The Neue Galerie’s recent $135 million acquisition of Gustav Klimt’s
Adele Bloch- Bauer I caused a commotion—but value is subjective, and for a certain type of collector, there’s hardly any difference between a pricey painting and a used postcard found in a tiny antiques shop. Marilynn Gelfman Karp’s new book In Flagrante Collecto (Harry N. Abrams) reveals the spoils of a lifetime spent as a treasure hunter in search of the “holy grail.”
“Mostly writers hypothesize about why people collect, or are astonished by the auction sales price of something,” Karp, an art professor at NYU, tells the Voice. “I decided to go on record about the actual and very specific reasons why any collector acquires those objects of desire.”

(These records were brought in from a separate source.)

PR #35801, opened 2025-11-24
Allow two nodes in the same component to capabiltiy conflict

jvandort:
Capability conflict resolution was based on prior code for module conflict resolution. The nature of module conflict resolution means that if one module wins, all nodes in that module wins. However, capability conflict detection is by definition node-based. Two nodes in the same component may conflict with each other. We had a broken attempt at handling this, the 'evicted' field for a node, but we never consulted that field when selecting variants. So, what would end up happening is we would resolve the conflict and mark a node as evicted. However, we would then clear any remaining edges pointing to it without proper bookkeeping. This lead to edges in the graph without a target node, as we never connected the evicted node's incoming edge.

In this commit, we ensure edges that would point to an evicted node properly point to the replacement node.

### Reviewing cheatsheet

- ❌ ❓**must** be fixed
- 🤔 💅 **should** be fixed
- 💭 **may** be fixed
- 🎉 celebrate happy things

### DIFF
--- a/platforms/software/dependency-management/src/main/java/org/gradle/api/internal/artifacts/ivyservice/resolveengine/graph/builder/NodeState.java
+++ b/platforms/software/dependency-management/src/main/java/org/gradle/api/internal/artifacts/ivyservice/resolveengine/graph/builder/NodeState.java
@@ -92,7 +92,7 @@ public class NodeState implements DependencyGraphNode {
     // In opposite to outgoing edges, virtual edges are for now pretty rare, so they are created lazily
     private @Nullable List<EdgeState> virtualEdges;
     private boolean queued;
-    private boolean evicted;
+    private @Nullable NodeState replacement;
     private int transitiveEdgeCount;
     private @Nullable Set<ModuleIdentifier> upcomingNoLongerPendingConstraints;
 
@@ -648,13 +648,13 @@ public class NodeState implements DependencyGraphNode {
 
     void addIncomingEdge(EdgeState dependencyEdge) {
         if (!incomingEdges.contains(dependencyEdge)) {
+            cachedModuleResolutionFilter = null;
             incomingEdges.add(dependencyEdge);
             incomingHash += dependencyEdge.hashCode();
             if (dependencyEdge.isTransitive()) {
                 transitiveEdgeCount++;
             }
             requeueChildrenOfEndorsingParent(dependencyEdge);
-            cachedModuleResolutionFilter = null;
 
             if (incomingEdges.size() == 1) {
                 updateAncestorsStrictVersions(getStrictVersionsForEdge(dependencyEdge));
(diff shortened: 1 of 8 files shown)


jvandort:
@bot-gradle test this

jvandort:
@bot-gradle test this

platforms/software/dependency-management/src/main/java/org/gradle/api/internal/artifacts/ivyservice/resolveengine/graph/builder/NodeState.java
```diff
@@ -1252,15 +1260,6 @@ boolean isSelectedByVariantAwareResolution() {
         return selectedByVariantAwareResolution && isSelected();
     }
 
-    void makePending(EdgeState edgeState) {
```
jvandort: The `removeOutgoingEdge` method just a few lines up is identical to this one.

platforms/software/dependency-management/src/main/java/org/gradle/api/internal/artifacts/ivyservice/resolveengine/graph/builder/NodeState.java
```diff
@@ -1123,36 +1158,32 @@ public void restart(ComponentState selected) {
...
             for (EdgeState edge : new ArrayList<>(incomingEdges)) {
                 edge.retarget();
             }
         }
-        // TODO: Restarting incoming edges should ensure they are pointing to the correct node.
-        // If they end up pointing to us after restart, we should not remove them.
-        clearIncomingEdges();
-    }
 
-    private void clearIncomingEdges() {
```
jvandort, line 1154: Renamed to `removeAllIncomingEdges`, and move up next to `addIncomingEdge` and `removeIncomingEdge`

platforms/software/dependency-management/src/main/java/org/gradle/api/internal/artifacts/ivyservice/resolveengine/graph/builder/NodeState.java
```diff
@@ -1174,29 +1205,6 @@ void markForVirtualPlatformRefresh() {
...
-        if (incomingEdges.isEmpty()) {
-            return;
-        }
-        // Cleaning has to be done on a copied collection because of the recompute happening on selector removal
-        List<EdgeState> remainingIncomingEdges = ImmutableList.copyOf(incomingEdges);
-        clearIncomingEdges();
-        for (EdgeState incomingEdge : remainingIncomingEdges) {
-            assert incomingEdge.isConstraint();
-            NodeState from = incomingEdge.getFrom();
-            if (from != backToPendingSource) {
```
jvandort, line 1195: This existing logic was duplicated in `ModuleResolveState`.

jvandort:
@bot-gradle test this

The book places collectors into three categories: Full Pockets (represented by gold-loving Silas Marner); Deep Pockets (art collector Lorenzo de’ Medici); and Big Pockets (Tom Sawyer). It is with Tom and his love for junk (Twain: “a key that wouldn’t unlock anything, a fragment of chalk, a glass stopper of a decanter, a tin soldier, a couple of tadpoles . . . “) that Karp happily identifies herself in IFC. To the right owner, there is a “compelling dynamic inherent in common overlooked, material goods—they are precious despite having no “intrinsic value.” When asked about the different categories, Karp makes clear why one collects even the humblest of items: “No matter what is collected or how many, the collector is imbued with the arcane qualities and unique graces of his oddments. That sublime state is evidenced in a nimbus of inner peace and knowing rather than a proprietary stance.”
Karp divides her miscellany into humorously titled chapters: “Whoops, It Broke” (wishbones, glass Christmas ornaments), “Nobody Cared” (shopping lists), and “Unintended Survivors” (figural candles, fireworks). In presenting these items, Karp says she wants “to bring them back to those who had forgotten about them and to those who had never known of their singular existence.” By bringing together salvaged objects— cap gun pellets, Do Not Disturb signs— originally intended for only a brief existence, the collector discovers beauty and meaning unexpectedly. “One card doesn’t have large significance,” the book states. “A group of categorically gathered postcards can be central and revelatory.”
The objects also expose links between past and present. The charming social calling cards used in the 19th century eventually led to the introduction of the business card, which in turn brought about the X-rated ad cards of today. Printed in lurid colors, offering everything from “Hot Kinky Coeds” to “Fetish Girls,” these photographs blur the line between the social and business worlds. But as the book clarifies, this development “was not strictly a sequential process, but overlapping. In each incarnation these cards are collectible. Together they tell a story of American social and business outreach.”
Each collector is a lonely hunter. The activity “is not a team sport,” says Karp. “It is about binary vision. It is about exigency, strategy, and valor.” Despite the solitary nature of the pursuit, Karp introduces her readers to some other collectors. One (“Richard G.”) saves slivers of well-used bars of soap and mounts them on wooden boards. Displayed in this way, they appear like smooth, softly colored sea glass. Something that would have eventually washed away has been utterly transformed.
The unique qualities collectors possess bind them into a community as well, not only in flea markets or on eBay, but also in terms of their worldview. Karp compares collecting to gastronomy: “It’s about savoring, ingesting. What is collected is accretion. It becomes part of you, enhances your being. What moves a person to save what others regularly kick aside or throw away separates the world by that sublimely logical divisor: collectors and others.”
Because the collector’s relationship to his belongings is so personal, it can easily be misunderstood. Terms like “pack rat” and “hoarder” spring to mind, as do comparisons to Harlem’s Collyer brothers, with their mansion full of rubbish. Conversely, Andy Warhol was an avid collector of the more-is-better variety; the sale of his collections generated millions. The different ways they are now remembered “demonstrate that society prizes some objects over others, and that those who organize their accumulations in ways that others perceive to be coherent have a chance at informing future generations.”
Karp laces In Flagrante Collecto with items from another of her collections: literary references to collecting itself, with quotes from Susan Sontag and Borges among others. A passage from Walter Benjamin closes the book: “Ownership is the most intimate relationship that one can have to objects. Not that they come alive in him; it is he who lives in them.”